Hirnstimulation bei der Parkinsonschen Krankheit: In einem neurochirurgischen Verfahren werden Elektroden in bestimmte tiefliegende Hirnregionen millimetergenau platziert und an implantierbare programmierbare Impulsgeneratoren angeschlossen. Die neue Therapie wird von führenden Parkin-sonexperten als "größter Fortschritt in der Behandlung dieser Erkrankung seit Einführung des L-Dopa bewertet".
Implantierbarer Ereignisrekorder bei Ohnmacht unklarer Herkunft: Der neuartige implantierbare Ereignisrekorder ist ein 17 g leichtes, kleines Gerät, das durch einen kleinen Hautschnitt im Brustkorbbereich implantiert wird. Er bietet die Möglichkeit einer kontinuierlichen Langzeit-EKG-Überwachung über 14 Monate hinweg.
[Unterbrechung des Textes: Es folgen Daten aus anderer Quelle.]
Issue #447, opened 2019-04-21
Default interface methods


stakx:
The upcoming .NET Core 3.0 along with C# 8 will support default interface methods.

It is likely that DynamicProxy won't support those properly (e.g., `Proceed`?) without some changes. This is a reminder to look into this.

thomaslevesque:
I just looked into it. Proceed indeed doesn't work:

> NotImplementedException: This is a DynamicProxy2 error: The interceptor attempted to 'Proceed' for method 'Int32 get_Area()' which has no target. When calling method without target there is no implementation to 'proceed' to and it is the responsibility of the interceptor to mimic the implementation (set return value, out arguments etc)

Interface methods with default implementation have `IsAbstract == false`

thomaslevesque:
The only workaround I found so far for FakeItEasy is to call the default interface method non-virtually, by emitting IL with a `call` opcode instead of `callvirt`.
https://gist.github.com/thomaslevesque/a4310070de3d44f81144aafd136bea7c
Hopefully it can be done in a cleaner fashion in Castle.Core...

stakx:
@thomaslevesque, I've wanted to  look into this earlier in the past week, now that .NET Core 3 and .NET Standard 2.1 have been released. Unfortunately, I realised quickly that VS2019 as an IDE isn't up to the task: Compilation is very unreliable and haphazard, I get different compilation errors (often bogus ones, too) on every single build. That makes it difficult to properly develop and test against .NET Core 3. I'll see if I'm more lucky with Rider IDE. Otherwise, it'll be the command line, or another wait until VS2019 is actually usable. :disappointed:

thomaslevesque:
> Unfortunately, I realised quickly that VS2019 as an IDE isn't up to the task: Compilation is very unreliable and haphazard, I get different compilation errors (often bogus ones, too) on every single build.

Really? It seems to be working fine for me. Have you tried cleaning everything (bin/obj/.vs) and killing the build server processes?

thomaslevesque:
Anyway, I wonder what the correct behavior should be...
Should `Proceed` call the default implementation automatically? Or should it be explicit?
I'm leaning toward the former, but it might have side effects that I'm not seeing...

stakx:
> Have you tried cleaning everything (bin/obj/.vs) and killing the build server processes?

There's no way on Earth that I am going to do these contortions every time I need to use VS. I'd rather stay with VS1017. :laughing:

[...]

PR #621, opened 2022-05-17
Fix `MissingMethodException` when proxying interfaces containing sealed methods

stakx:
This is a first small step towards support for default interface methods (#447).

Not certain whether this warrants a changelog entry on its own, since what is being fixed here never got reported as an issue. Perhaps we just wait with a changelog entry until we have fully addressed #447?

P.S.: marking this as a draft as it may be incomplete; the same issue may still be present with proxies that have a target.


jonorossi (approved):

stakx:
This may not be totally complete (the same problem may persist for other proxy types) but it's still a step in the right direction. So instead of letting this rot away, I'll merge it. I'll likely pick this topic up again as I'm still working on better support for new interface capabilities.

PR #624, opened 2022-05-18
Add documentation about DynamicProxy internals

stakx:
This is work in progress. I'm planning on adding much more information, especially about the structure and significance of all those similarly-named internal classes in the `Castle.DynamicProxy` sub-namespaces. I'll also try to add links from the generated proxy type code exampels to the parts of DynamicProxy that are responsible for creating those bits of code.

Mit einem Schrittmacher-Programmiergerät, das mit einer speziellen Software ausgerüstet wurde, kann das gespeicherte EKG ausgelesen und analysiert werden.
Zelltherapeutisches Verfahren zur Behandlung von Gelenkknorpelschäden: Ein modernes zelltherapeutisches Verfahren zur Behandlung von lokalisierten Gelenkknorpelschäden, vor allem des Kniegelenks. Mit der Behandlung kann Knorpelgewebe dauerhaft soweit wieder hergestellt werden, dass die Patienten eine erhebliche Schmerzreduktion erfahren und sportlich wieder aktiv sein können.
Implantat zur Regeneration von Meniskusgewebe: Ein neuartiges Meniskusimplantat wirkt als Leitschiene für die Regeneration: Die spezielle Struktur fördert die Bildung von neuem Knorpelersatzgewebe und wird von diesem durchwachsen.
CT-freies Navigationssystem in der Knieendoprothetik: Ein CT-freies Navigationssystem, das im routinemäßigen Einsatz den Operateur durch selbstständiges Anzeigen der optimalen Implantatposition unterstützt.
Behandlung von Arthritis mittels Apherese: Bei einer neuen Behandlungsmethode der mäßigen bis schweren rheumatoiden Arthritis bei Erwachsenen wird dem Patienten fortlaufend Blut aus einer Armvene entnommen und in Blutzellen und Blutflüssigkeit (Plasma) getrennt. Das Plasma wird anschließend über eine spezielle Säule geleitet, die Antikörper und Immunkomplexe aus dem Plasma entfernt. Danach wird das Plasma mit den Blutzellen wieder vereinigt und dem Patienten über eine Vene des anderen Armes zurückgegeben.
Antikörper zur Reinigung von Stammzelltransplantaten bei Brustkrebspatientinnen: Mit einem neuen Verfahren werden Stammzelltransplantate von Brustkrebspatientinnen, die eine Hochdosis-Chemotherapie erhalten, von Tumorzellen gereinigt. Diese neue Antitumor-Strategie verringert die Wahrscheinlichkeit, dass vereinzelte Tumorzellen nach der Hochdosis-Chemotherapie wieder in den Körper gelangen.
Antimikrobiell beschichteter Zentralvenenkatheter: Eine neuartige antimikrobielle Beschichtung eines Katheters sorgt dafür, dass Bakterien und Pilze abgetötet werden, und leistet damit einen wesentlichen Beitrag zur Vermeidung von Infektionen.
Neuer steriler Hautschutzfilm: Ein atmungsaktiver Schutzfilm bietet Schutz bei Stoma, bei fragiler, pergamentöser Haut sowie bei Hautreizungen durch Inkontinenz und bei empfindlichen Wundrändern. Speziell für den Einsatz unter Klebstoffen entwickelt, hilft er, Hautirritationen, wie sie bei der Verwendung von Pflastern oder Verbänden auftreten könnnen, zu vermeiden. Der dehnbare Hautschutzfilm ist bis zu 72 Stunden wirksam und muss vor der neuerlichen Anwendung nicht entfernt werden.